**What is being asked**
Return all lines in the material below that contain "changed".
(Data to process begins)
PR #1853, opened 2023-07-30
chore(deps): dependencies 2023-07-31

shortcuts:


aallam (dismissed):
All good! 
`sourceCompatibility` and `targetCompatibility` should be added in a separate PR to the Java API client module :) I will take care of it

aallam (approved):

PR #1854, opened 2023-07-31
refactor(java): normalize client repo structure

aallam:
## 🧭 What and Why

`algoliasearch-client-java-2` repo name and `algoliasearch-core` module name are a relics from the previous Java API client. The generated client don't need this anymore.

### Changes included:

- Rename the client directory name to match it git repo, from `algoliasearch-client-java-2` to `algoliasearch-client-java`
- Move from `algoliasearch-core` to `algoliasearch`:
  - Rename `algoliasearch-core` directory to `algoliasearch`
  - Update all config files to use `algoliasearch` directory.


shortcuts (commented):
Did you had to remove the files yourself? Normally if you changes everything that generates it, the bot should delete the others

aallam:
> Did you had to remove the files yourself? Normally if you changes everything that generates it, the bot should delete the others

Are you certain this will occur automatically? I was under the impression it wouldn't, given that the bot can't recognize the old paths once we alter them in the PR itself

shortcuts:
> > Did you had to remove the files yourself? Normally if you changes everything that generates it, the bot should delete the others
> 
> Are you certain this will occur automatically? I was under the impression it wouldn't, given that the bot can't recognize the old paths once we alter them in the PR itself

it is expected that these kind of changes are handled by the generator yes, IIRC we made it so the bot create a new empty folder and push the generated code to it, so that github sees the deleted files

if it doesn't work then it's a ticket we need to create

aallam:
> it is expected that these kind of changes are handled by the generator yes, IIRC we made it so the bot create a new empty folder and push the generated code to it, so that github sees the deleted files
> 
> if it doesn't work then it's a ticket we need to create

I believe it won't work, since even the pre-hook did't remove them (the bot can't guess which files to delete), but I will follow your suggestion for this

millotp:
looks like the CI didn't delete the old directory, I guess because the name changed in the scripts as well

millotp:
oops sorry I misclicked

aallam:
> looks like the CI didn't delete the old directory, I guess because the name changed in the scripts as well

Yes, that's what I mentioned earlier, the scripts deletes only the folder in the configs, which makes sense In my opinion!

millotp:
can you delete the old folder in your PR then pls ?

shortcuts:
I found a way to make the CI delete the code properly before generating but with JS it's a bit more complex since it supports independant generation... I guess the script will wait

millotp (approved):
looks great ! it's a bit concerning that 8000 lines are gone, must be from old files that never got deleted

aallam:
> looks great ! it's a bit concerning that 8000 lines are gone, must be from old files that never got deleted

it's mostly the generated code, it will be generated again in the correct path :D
(Data to process ends)
**Solution**
looks like the CI didn't delete the old directory, I guess because the name changed in the scripts as well
> looks like the CI didn't delete the old directory, I guess because the name changed in the scripts as well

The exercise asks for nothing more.